→ **THE TASK**
Among the entries below, find every line that has "branch" and pull it out.

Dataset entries
§

PR #185, opened 2020-06-12
SFR-937 Upgrade DS to 0.4.1 

hokei:

- upgrades SFR to use Design System 0.4.0
- New overrides to beautify

-  Check for regressions in front end app

### DIFF
--- a/src/app/components/About/About.jsx
+++ b/src/app/components/About/About.jsx
@@ -5,7 +5,7 @@ import * as DS from '@nypl/design-system-react-components';
 import { Link } from 'react-router';
 import Breadcrumbs from '../Breadcrumbs/Breadcrumbs';
 
-class License extends React.Component {
+class About extends React.Component {
   componentDidMount() {
     global.window.scrollTo(0, 0);
   }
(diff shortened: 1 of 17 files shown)


src/app/components/About/About.jsx
```diff
@@ -71,21 +71,21 @@ All the materials in Digital Research Books Beta are completely free to read and
                     The material in Digital Research Books Beta are drawn from several
                                         public sources, mainly
               {' '}
-              <DS.UnderlineLink url="https://www.hathitrust.org/">HathiTrust</DS.UnderlineLink>
+              <DS.Link href="https://www.hathitrust.org/">HathiTrust</DS.Link>
```
mwbenowitz, line 74: Is there a difference between the `href` and `url` attributes used on `DS.Link`. I see both and assume they do the same thing but maybe should be aligned for consistency?

hokei: url is never used now, it's always href.

mwbenowitz: Look down in the `License` file looks like its showing up there

hokei: omg the license page wasn't working at all, thank you for catching this.

PR #416, opened 2016-03-04
Merge master into learner-analytics branch

dsjen:
@dan-f this gets the learner-analytics branch in sync with master.


dan-f:
I'm all for syncing learner-analytics with master, but rather than merge master into learner analytics, I'd like to see us rebase learner-analytics on top of master. What do you think?

PR #417, opened 2016-03-08
Use docker.

benpatterson:


benpatterson:
@dsjen @dan-f @mulby 

The language apt package is whitelisted by Travis now, and that was the last thing that was preventing this repo from going onto docker. If this change is amenable to you, you'll see builds get started faster (and arguably run faster, but we can look at that later).

dan-f:
Cool! Thanks for kicking this off @benpatterson. Will you need support from the team? I'm only familiar with docker at a very high level, so I'll need to read up.

.travis.yml
```diff
@@ -1,12 +1,16 @@
-language: python
+language:
+  - python
+  - node_js
 python: "2.7"
+node_js: "0.10"
```
dan-f: What's node used for? The latest node version is `4.1` so unless we necessarily need `0.10`, let's use the latest and greatest.

benpatterson: In part I was trying to translate [this line](https://github.com/edx/edx-analytics-dashboard/blob/247207921f98e29b686742cd803d903f44447fba/.travis.yml#L6). If you happen to know which version of node that is, let's use that. Ultimately it should be whatever version of node we're deploying with (or at least as close to that as possible if it's a PPA).

But node is used for the gulp tasks. Not sure if it's used for other tasks.

benpatterson:
no problem @dan-f. The only support I ask for is review of this PR. 

As part of that, if you are able to sort out the right node version to use, that could get this across the line.

I briefly looked at making this build as a matrix to speed things up even more, but that'll take a bit more time than the ~10 mins I had this morning. But: moving to docker should definitely get builds started faster.

.travis.yml
benpatterson: Oh, and I went with 0.10 because, according to the Travis docs, that's [the latest stable version](https://docs.travis-ci.com/user/languages/javascript-with-nodejs#Provided-Node.js-Versions).

dan-f: OK. It's worth pointing out that we had issues with old versions of `node` (I don't actually know _which_ old version...) that shipped with buggy versions of `semver` resulting in the wrong versions of node packages being installed. See https://github.com/edx/edx-ui-toolkit/pull/14 for reference. This may or may not manifest in your work here, but I just wanted to give you a heads up.

benpatterson: Thanks for the heads up. I think the smartest thing to do is to use whatever version of node the application itself is using. I assume it is installed in order to collect assets, etc.

Unfortunately with the sharded configuration approach, I don't know which ansible playbook (or repo) is used for this project. I therefore am unable to determine which version of node is being used in production for this project.

benpatterson:
@dan-f @dsjen @mulby I'd like to get this moving next week if possible. Just need to know which node version(s) it should be running on. Then using docker can shorten queue time.

dan-f:
@benpatterson - sorry I seem to have missed your comment on March 8. I'm going to look into which node version we're using today.

dan-f:
@benpatterson - we're using `5.2.0`. Would you mind adding that to the top of the `README.md` under the "Prerequisites" section? You can replace the `npm` bullet point. Thanks!

benpatterson:
@dan-f I rebased and updated the README. What do you think?

.travis.yml
```diff
@@ -1,12 +1,16 @@
-language: python
+language:
+  - python
+  - node_js
```
dan-f, line 3: 💥 wat?! I didn't realize you could do this :)

dan-f:
👍 thanks a ton @benpatterson!

.travis.yml
benpatterson, line 3: heh. nice, right?

benpatterson:
@dsjen or @mulby either of you have time for a review?

dsjen:
@benpatterson I don't know anything about docker, but it seems to be building find, and it looks good to me. 👍   Thanks for doing this!

mulby:
:+1:

benpatterson:
thx for the help, guys.

dan-f:
Thank you for doing this! Looking forward to faster builds :)

PR #420, opened 2016-03-15
Added info template.

dsjen:
@dan-f -- this PR is against the WIP you put up.  It introduces an informational alert, updates the no-learners template, and refactors the old errors alert styles.


dsjen:
In case it's helpful, this is an example of what the rendering looks like:

screen shot 2016-03-15 at 4 27 06 pm

PR #424, opened 2016-03-17
Handle non-JSON responses (e.g. 500s) from Analytics API

dan-f:
AN-6841

@dsjen


dsjen:
Lovely! :+1: 

It looks like there was a build error with `backbone` resolution (again?!?!).  Maybe a rebase would help?

dan-f:
Rebased. Hopefully tests pass...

§

→ **RESPONSE BOX**
Merge master into learner-analytics branch
@dan-f this gets the learner-analytics branch in sync with master.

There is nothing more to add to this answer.